- [YOUR OBJECTIVE]: Each record must be printed again exactly as given.

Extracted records
========================================

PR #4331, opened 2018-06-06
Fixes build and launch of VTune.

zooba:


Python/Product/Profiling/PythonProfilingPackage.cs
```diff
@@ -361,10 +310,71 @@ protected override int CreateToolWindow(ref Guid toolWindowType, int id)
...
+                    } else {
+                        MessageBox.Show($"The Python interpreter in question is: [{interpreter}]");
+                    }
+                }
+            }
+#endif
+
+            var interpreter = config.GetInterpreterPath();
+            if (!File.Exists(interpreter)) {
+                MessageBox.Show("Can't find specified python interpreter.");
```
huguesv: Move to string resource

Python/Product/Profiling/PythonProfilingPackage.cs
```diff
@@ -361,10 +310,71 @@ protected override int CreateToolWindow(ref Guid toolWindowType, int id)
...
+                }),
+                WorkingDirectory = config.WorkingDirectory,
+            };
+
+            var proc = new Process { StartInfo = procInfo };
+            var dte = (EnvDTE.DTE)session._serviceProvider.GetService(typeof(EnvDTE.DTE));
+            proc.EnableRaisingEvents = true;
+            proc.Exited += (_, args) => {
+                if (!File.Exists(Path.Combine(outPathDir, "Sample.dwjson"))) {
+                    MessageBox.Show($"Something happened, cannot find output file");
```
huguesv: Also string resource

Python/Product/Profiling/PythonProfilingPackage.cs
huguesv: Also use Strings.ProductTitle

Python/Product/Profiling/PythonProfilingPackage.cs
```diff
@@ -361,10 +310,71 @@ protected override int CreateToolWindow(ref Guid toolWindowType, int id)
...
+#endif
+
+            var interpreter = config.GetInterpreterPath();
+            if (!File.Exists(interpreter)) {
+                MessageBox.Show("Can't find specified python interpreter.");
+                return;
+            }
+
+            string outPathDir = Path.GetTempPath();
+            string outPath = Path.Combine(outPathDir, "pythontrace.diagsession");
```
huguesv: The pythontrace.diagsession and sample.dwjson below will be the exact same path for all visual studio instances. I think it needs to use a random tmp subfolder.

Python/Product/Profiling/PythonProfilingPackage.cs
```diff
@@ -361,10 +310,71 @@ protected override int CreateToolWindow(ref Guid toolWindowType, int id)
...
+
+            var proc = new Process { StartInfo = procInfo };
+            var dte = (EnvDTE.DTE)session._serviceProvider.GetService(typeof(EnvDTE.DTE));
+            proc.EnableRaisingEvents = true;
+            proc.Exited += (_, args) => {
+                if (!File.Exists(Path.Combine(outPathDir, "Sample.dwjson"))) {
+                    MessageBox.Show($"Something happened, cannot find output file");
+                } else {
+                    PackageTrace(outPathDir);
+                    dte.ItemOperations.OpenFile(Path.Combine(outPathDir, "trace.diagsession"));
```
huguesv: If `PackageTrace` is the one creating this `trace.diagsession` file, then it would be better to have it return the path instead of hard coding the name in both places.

========================================

- [RESULT OF THIS TASK]:
PR #4331, opened 2018-06-06
Fixes build and launch of VTune.

zooba:


Python/Product/Profiling/PythonProfilingPackage.cs
```diff
@@ -361,10 +310,71 @@ protected override int CreateToolWindow(ref Guid toolWindowType, int id)
...
+                    } else {
+                        MessageBox.Show($"The Python interpreter in question is: [{interpreter}]");
+                    }
+                }
+            }
+#endif
+
+            var interpreter = config.GetInterpreterPath();
+            if (!File.Exists(interpreter)) {
+                MessageBox.Show("Can't find specified python interpreter.");
```
huguesv: Move to string resource

Python/Product/Profiling/PythonProfilingPackage.cs
```diff
@@ -361,10 +310,71 @@ protected override int CreateToolWindow(ref Guid toolWindowType, int id)
...
+                }),
+                WorkingDirectory = config.WorkingDirectory,
+            };
+
+            var proc = new Process { StartInfo = procInfo };
+            var dte = (EnvDTE.DTE)session._serviceProvider.GetService(typeof(EnvDTE.DTE));
+            proc.EnableRaisingEvents = true;
+            proc.Exited += (_, args) => {
+                if (!File.Exists(Path.Combine(outPathDir, "Sample.dwjson"))) {
+                    MessageBox.Show($"Something happened, cannot find output file");
```
huguesv: Also string resource

Python/Product/Profiling/PythonProfilingPackage.cs
huguesv: Also use Strings.ProductTitle

Python/Product/Profiling/PythonProfilingPackage.cs
```diff
@@ -361,10 +310,71 @@ protected override int CreateToolWindow(ref Guid toolWindowType, int id)
...
+#endif
+
+            var interpreter = config.GetInterpreterPath();
+            if (!File.Exists(interpreter)) {
+                MessageBox.Show("Can't find specified python interpreter.");
+                return;
+            }
+
+            string outPathDir = Path.GetTempPath();
+            string outPath = Path.Combine(outPathDir, "pythontrace.diagsession");
```
huguesv: The pythontrace.diagsession and sample.dwjson below will be the exact same path for all visual studio instances. I think it needs to use a random tmp subfolder.

Python/Product/Profiling/PythonProfilingPackage.cs
```diff
@@ -361,10 +310,71 @@ protected override int CreateToolWindow(ref Guid toolWindowType, int id)
...
+
+            var proc = new Process { StartInfo = procInfo };
+            var dte = (EnvDTE.DTE)session._serviceProvider.GetService(typeof(EnvDTE.DTE));
+            proc.EnableRaisingEvents = true;
+            proc.Exited += (_, args) => {
+                if (!File.Exists(Path.Combine(outPathDir, "Sample.dwjson"))) {
+                    MessageBox.Show($"Something happened, cannot find output file");
+                } else {
+                    PackageTrace(outPathDir);
+                    dte.ItemOperations.OpenFile(Path.Combine(outPathDir, "trace.diagsession"));
```
huguesv: If `PackageTrace` is the one creating this `trace.diagsession` file, then it would be better to have it return the path instead of hard coding the name in both places.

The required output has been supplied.